-- THE INPUT follows --

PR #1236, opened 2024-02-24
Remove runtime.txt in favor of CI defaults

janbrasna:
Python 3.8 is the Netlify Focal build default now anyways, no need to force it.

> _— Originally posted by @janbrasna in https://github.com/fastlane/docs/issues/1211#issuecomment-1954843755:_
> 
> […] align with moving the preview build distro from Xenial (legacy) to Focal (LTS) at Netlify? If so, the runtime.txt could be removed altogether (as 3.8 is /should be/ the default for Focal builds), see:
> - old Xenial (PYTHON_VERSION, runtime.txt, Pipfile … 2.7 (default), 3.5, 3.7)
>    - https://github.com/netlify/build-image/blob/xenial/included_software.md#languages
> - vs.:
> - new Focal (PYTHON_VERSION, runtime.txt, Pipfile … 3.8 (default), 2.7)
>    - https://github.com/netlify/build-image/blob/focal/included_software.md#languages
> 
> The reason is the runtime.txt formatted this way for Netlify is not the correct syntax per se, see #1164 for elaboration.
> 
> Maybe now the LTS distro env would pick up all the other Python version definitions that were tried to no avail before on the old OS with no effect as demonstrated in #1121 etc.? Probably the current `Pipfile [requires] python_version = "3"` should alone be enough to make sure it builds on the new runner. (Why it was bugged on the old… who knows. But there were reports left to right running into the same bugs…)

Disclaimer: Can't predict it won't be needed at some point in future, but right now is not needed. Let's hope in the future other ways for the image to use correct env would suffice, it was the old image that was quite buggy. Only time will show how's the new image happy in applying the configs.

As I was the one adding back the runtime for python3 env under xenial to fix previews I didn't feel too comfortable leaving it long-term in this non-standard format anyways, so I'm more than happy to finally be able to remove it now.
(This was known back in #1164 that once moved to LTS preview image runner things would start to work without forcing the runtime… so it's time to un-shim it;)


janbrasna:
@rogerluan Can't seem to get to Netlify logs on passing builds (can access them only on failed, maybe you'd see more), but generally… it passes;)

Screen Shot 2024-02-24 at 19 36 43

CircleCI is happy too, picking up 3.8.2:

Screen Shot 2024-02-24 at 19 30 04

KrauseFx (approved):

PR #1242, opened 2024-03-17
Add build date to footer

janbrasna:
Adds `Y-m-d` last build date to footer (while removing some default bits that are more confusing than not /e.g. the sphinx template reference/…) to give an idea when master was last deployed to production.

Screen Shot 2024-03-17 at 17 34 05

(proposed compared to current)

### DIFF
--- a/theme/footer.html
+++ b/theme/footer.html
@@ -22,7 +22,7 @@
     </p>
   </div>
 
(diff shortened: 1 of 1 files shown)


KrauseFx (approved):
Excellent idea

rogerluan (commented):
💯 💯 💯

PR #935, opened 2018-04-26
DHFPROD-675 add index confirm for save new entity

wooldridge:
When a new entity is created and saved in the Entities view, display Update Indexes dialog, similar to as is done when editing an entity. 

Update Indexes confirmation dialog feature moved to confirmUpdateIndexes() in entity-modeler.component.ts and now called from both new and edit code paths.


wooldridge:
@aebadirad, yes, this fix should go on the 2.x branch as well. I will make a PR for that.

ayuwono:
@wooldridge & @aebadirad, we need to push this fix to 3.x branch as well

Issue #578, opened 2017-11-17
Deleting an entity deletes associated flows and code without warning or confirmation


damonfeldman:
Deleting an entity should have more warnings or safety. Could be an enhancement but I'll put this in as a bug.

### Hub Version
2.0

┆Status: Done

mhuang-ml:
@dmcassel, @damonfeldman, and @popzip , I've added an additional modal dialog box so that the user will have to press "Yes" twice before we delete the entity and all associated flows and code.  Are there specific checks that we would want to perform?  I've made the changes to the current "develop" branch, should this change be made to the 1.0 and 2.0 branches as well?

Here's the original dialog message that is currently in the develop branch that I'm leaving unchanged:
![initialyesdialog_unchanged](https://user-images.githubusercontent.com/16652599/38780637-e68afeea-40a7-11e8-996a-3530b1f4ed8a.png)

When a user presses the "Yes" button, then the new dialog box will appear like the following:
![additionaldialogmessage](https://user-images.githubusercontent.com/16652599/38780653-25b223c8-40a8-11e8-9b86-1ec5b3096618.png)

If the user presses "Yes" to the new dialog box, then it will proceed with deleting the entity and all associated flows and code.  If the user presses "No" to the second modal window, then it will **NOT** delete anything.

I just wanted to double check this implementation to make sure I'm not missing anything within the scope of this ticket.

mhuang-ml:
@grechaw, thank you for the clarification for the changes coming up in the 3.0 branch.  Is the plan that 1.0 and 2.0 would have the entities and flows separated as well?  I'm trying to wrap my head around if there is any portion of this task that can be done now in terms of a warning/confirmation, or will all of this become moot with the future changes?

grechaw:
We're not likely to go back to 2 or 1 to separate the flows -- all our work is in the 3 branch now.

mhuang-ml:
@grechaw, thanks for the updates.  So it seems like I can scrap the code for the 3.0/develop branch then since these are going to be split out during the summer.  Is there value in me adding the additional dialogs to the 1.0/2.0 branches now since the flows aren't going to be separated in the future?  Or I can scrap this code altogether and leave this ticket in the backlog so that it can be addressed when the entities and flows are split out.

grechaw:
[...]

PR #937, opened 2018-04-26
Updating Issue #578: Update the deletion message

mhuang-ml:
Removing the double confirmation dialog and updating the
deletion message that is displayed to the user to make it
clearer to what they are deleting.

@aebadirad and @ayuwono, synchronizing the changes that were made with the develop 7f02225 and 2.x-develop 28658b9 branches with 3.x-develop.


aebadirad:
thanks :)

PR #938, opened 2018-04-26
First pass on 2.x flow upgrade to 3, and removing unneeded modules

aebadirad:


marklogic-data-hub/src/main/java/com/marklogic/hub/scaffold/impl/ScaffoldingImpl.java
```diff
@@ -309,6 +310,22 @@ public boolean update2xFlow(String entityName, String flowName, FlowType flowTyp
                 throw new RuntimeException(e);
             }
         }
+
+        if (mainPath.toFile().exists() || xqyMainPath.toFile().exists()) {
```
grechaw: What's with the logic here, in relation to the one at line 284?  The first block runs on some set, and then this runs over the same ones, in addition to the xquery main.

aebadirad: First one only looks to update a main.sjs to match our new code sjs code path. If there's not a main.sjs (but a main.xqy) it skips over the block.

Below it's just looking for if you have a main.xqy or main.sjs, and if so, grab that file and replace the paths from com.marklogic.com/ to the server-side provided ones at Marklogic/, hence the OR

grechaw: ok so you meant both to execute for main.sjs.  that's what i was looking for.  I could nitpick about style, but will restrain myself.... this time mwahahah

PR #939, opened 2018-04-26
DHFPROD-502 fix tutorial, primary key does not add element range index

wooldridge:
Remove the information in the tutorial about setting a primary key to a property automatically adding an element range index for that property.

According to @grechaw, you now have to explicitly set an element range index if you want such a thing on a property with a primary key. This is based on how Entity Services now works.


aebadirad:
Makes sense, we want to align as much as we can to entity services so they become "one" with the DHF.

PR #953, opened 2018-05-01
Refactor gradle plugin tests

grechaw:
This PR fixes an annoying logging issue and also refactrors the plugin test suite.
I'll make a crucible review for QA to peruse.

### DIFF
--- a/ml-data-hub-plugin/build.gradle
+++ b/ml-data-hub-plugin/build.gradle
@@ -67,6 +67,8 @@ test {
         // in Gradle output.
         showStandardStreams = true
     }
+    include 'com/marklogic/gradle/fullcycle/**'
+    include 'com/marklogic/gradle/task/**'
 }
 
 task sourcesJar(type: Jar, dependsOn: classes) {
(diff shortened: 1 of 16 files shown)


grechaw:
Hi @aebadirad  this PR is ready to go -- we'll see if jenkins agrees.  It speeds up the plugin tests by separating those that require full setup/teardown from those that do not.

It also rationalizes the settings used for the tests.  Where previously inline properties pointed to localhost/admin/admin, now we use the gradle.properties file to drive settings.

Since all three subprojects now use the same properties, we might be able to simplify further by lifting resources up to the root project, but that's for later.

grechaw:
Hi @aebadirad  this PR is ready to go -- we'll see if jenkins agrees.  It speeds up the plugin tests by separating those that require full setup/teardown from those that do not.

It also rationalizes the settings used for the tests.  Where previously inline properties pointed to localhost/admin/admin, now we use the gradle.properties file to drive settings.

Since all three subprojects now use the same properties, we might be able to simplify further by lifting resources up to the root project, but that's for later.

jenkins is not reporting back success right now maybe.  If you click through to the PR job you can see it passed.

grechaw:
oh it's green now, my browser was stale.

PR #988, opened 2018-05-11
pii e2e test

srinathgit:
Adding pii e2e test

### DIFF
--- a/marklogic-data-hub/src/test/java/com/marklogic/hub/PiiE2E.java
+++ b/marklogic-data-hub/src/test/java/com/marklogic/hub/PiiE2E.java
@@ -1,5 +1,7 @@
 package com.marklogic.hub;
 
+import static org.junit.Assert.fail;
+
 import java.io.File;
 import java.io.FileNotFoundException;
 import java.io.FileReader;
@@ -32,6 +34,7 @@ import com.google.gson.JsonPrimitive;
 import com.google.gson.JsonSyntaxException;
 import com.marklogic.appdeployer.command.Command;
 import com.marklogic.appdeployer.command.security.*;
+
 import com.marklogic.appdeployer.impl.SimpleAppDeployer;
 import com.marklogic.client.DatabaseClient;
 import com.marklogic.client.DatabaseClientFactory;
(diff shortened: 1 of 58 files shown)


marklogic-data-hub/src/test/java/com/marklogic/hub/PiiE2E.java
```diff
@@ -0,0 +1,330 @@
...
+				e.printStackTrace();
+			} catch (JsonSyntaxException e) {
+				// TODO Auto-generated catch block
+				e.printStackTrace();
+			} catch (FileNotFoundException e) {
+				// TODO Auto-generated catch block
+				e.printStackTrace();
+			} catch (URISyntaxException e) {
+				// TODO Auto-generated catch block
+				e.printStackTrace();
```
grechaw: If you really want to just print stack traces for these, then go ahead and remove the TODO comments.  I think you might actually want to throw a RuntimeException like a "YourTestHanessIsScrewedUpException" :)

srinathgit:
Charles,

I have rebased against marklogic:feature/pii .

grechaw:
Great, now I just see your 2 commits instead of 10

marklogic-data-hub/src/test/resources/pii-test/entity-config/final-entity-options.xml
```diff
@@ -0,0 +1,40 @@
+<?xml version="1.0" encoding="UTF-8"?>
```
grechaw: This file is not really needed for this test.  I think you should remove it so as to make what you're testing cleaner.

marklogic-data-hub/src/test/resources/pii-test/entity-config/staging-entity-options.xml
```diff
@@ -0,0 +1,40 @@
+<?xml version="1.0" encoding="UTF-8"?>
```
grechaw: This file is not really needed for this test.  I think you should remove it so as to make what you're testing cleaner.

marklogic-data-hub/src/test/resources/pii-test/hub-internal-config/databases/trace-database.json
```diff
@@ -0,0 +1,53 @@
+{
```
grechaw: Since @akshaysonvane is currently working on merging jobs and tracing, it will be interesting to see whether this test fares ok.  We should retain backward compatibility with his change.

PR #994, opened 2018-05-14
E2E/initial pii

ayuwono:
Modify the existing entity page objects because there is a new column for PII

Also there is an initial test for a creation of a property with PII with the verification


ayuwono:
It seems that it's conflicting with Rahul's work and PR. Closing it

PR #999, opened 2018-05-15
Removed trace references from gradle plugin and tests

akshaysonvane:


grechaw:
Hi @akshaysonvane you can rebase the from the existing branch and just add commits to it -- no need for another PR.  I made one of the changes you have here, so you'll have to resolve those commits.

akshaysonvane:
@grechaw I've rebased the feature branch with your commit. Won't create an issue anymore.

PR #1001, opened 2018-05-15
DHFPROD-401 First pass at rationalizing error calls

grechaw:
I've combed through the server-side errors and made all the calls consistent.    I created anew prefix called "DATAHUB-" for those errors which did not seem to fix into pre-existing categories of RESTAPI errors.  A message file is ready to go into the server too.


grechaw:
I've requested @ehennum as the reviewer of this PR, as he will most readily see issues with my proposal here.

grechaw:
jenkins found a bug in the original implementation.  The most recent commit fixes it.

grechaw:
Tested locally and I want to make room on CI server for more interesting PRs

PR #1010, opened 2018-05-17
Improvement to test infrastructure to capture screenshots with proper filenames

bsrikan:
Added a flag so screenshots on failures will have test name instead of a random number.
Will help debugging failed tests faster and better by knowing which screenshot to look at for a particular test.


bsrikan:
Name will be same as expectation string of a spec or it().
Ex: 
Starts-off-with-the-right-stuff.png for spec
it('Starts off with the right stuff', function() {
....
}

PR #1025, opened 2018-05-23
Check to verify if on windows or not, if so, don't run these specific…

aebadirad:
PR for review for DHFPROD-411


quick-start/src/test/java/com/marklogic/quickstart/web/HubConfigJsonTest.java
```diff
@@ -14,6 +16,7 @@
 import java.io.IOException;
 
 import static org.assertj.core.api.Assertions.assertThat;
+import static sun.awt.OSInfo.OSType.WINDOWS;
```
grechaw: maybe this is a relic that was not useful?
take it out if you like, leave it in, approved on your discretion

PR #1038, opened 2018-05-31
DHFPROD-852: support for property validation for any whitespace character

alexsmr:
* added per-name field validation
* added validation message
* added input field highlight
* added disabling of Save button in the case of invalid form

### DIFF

-- THE INPUT concluded --

WORK TO COMPLETE: From the first line of the listing above to the line with "Screen Shot 2024-02-24 at 19 36 43", please transcribe each line exactly, both ends included, and nothing beyond that.

REPLY TO THE TASK:
PR #1236, opened 2024-02-24
Remove runtime.txt in favor of CI defaults

janbrasna:
Python 3.8 is the Netlify Focal build default now anyways, no need to force it.

> _— Originally posted by @janbrasna in https://github.com/fastlane/docs/issues/1211#issuecomment-1954843755:_
> 
> […] align with moving the preview build distro from Xenial (legacy) to Focal (LTS) at Netlify? If so, the runtime.txt could be removed altogether (as 3.8 is /should be/ the default for Focal builds), see:
> - old Xenial (PYTHON_VERSION, runtime.txt, Pipfile … 2.7 (default), 3.5, 3.7)
>    - https://github.com/netlify/build-image/blob/xenial/included_software.md#languages
> - vs.:
> - new Focal (PYTHON_VERSION, runtime.txt, Pipfile … 3.8 (default), 2.7)
>    - https://github.com/netlify/build-image/blob/focal/included_software.md#languages
> 
> The reason is the runtime.txt formatted this way for Netlify is not the correct syntax per se, see #1164 for elaboration.
> 
> Maybe now the LTS distro env would pick up all the other Python version definitions that were tried to no avail before on the old OS with no effect as demonstrated in #1121 etc.? Probably the current `Pipfile [requires] python_version = "3"` should alone be enough to make sure it builds on the new runner. (Why it was bugged on the old… who knows. But there were reports left to right running into the same bugs…)

Disclaimer: Can't predict it won't be needed at some point in future, but right now is not needed. Let's hope in the future other ways for the image to use correct env would suffice, it was the old image that was quite buggy. Only time will show how's the new image happy in applying the configs.

As I was the one adding back the runtime for python3 env under xenial to fix previews I didn't feel too comfortable leaving it long-term in this non-standard format anyways, so I'm more than happy to finally be able to remove it now.
(This was known back in #1164 that once moved to LTS preview image runner things would start to work without forcing the runtime… so it's time to un-shim it;)


janbrasna:
@rogerluan Can't seem to get to Netlify logs on passing builds (can access them only on failed, maybe you'd see more), but generally… it passes;)

Screen Shot 2024-02-24 at 19 36 43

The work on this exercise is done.